I have a class with methods to simulate sources across 16 detectors using the Gelsa package. In my main script, I call the method generate.sources. I am trying to use multiprocessing to speed up the simulation, ideally simulating one detector per CPU (I'm working on a cluster). I have allocated 16 CPUs on the cluster, but I notice no speed-up when simulating all 16 detectors in parallel compared to simulating a single detector. The functions I’m using for parallelization are poolcontext, process_detector_wrapper, and run_parallel. Can you help me understand why I’m not seeing any improvement? Thank you.

    n=10

import numpy as np
from gelsa import Gelsa
from gelsa import galaxy
from astropy.io import fits
import os
from multiprocessing import Pool
from itertools import product
from contextlib import contextmanager

@contextmanager
def poolcontext(*args, **kwargs):
    pool = Pool(*args, **kwargs)
    yield pool
    pool.terminate()

class Spectra_Generator:
    """
        - "pointings" is the table where the pointings are described
        - "data" is the Astropy Table where the data are, after adding the AXIS_RATIO column
        - "continuum wavelength" is the array of wavelengths you want in the spectra
        - "pt_n" is the pointing index in "pointings", not the ID. (18 for 30477)
        - "fluxes" is an array containing the fluxes at each wavelength for each source. You find this with a linear fit in two NISP bands.
        - "fit_coeffs" is the (16,2) matrix of coefficients for the SEMI-MAJOR AXIS vs FWHM relation
    """
    def __init__(self, pointings, data, continuum_wavelength, pt_n, fluxes, fit_coeffs):
        self.pointings = pointings
        self.data = data
        self.continuum_wavelength = continuum_wavelength
        self.pt_n = pt_n
        self.fluxes = fluxes
        self.fit_coeffs = fit_coeffs

    def find_fwhm(self, data_, det_n):
        def fit_line(x, coeffs):
            return coeffs[0]*x + coeffs[1]
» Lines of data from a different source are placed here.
PR #422, opened 2016-07-15
Add indexes for content_item foreign keys

kevindew:
This commit adds indexes on the foreign key of tables that have a
relationship with content_item.
This can speed up some of the queries we run accessing these tables via
content_item_id

### DIFF
--- a/db/migrate/20160715153009_add_content_item_indexes.rb
+++ b/db/migrate/20160715153009_add_content_item_indexes.rb
@@ -1,0 +1,8 @@
+class AddContentItemIndexes < ActiveRecord::Migration
+  def change
+    add_index :access_limits, :content_item_id
+    add_index :linkables, :content_item_id
+    add_index :states, :content_item_id
+    add_index :translations, :content_item_id
+  end
+end
--- a/db/schema.rb
+++ b/db/schema.rb
@@ -11,7 +11,7 @@
 #
 # It's strongly recommended that you check this file into your version control system.
 
-ActiveRecord::Schema.define(version: 20160706110723) do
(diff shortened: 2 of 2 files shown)


dougdroper:
do we know what the performance impact of this will be? Are there some metrics we can see.

kevindew:
Sure discussion on this is on the trello card: https://trello.com/c/b0mrOatq/758-publishing-api-performance-improvements-publish

Putting an index on content_id for linkables has quite a significant reduction in time spent running this task: https://github.com/alphagov/publishing-api/pull/423 however the indexes on the other tables hasn't actually had too large an impact (which was a little surprising given how frequently we instantiate objects by querying via content_id)

dougdroper:
```
== 20160715153009 AddContentItemIndexes: migrating ============================
-- add_index(:access_limits, :content_item_id)
   -> 0.0386s
-- add_index(:linkables, :content_item_id)
   -> 0.3375s
-- add_index(:states, :content_item_id)
   -> 0.9427s
-- add_index(:translations, :content_item_id)
   -> 0.7850s
== 20160715153009 AddContentItemIndexes: migrated (2.1041s) ===================
```

I think that should be ok to run on production, @danielroseman is that ok? or do we need to run this out of hours? (this will only block writes)

danielroseman:
I am slightly nervous; 2 seconds is a noticeable amount of time. If someone hit publish in specialist-publisher for example during that time, they might well get a timeout error.

danielroseman:
As discussed, I'm going to merge this, we should make sure we deploy it at a quiet time.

        fwhm_arcsec = fit_line(data_["SEMIMAJOR_AXIS"], coeffs=self.fit_coeffs[det_n]) * 0.1
        return fwhm_arcsec

    def new_frame(self, G):
        new_frame = G.new_spec_frame(ra=self.pointings["Data.AdjustedPointing.RA"][self.pt_n], 
                                 dec=self.pointings["Data.AdjustedPointing.Dec"][self.pt_n], 
                                 pa=self.pointings["Data.AdjustedPointing.PositionAngle"][self.pt_n], 
                                 grism_name=self.pointings["Data.Grism"][self.pt_n], 
                                 tilt=self.pointings["Data.GrismWheelTilt"][self.pt_n], 
                                 clear=True
                                )
        return new_frame

    def process_detector(self, frame, det_n, temp_table, temp_flux, det1, det2):
        galaxies = []

        mask_detector = (det1 == det_n) | (det2 == det_n) # if no detector is specified then I will generate a full FOV (16 detectors)
        print("Simulating {} sources in detector {}\n".format(np.sum(mask_detector), det_n))
        temp_table_ondet = temp_table[mask_detector]
        temp_flux_ondet = temp_flux[mask_detector]
        
        fwhm_ondet = self.find_fwhm(temp_table_ondet[:n], det_n)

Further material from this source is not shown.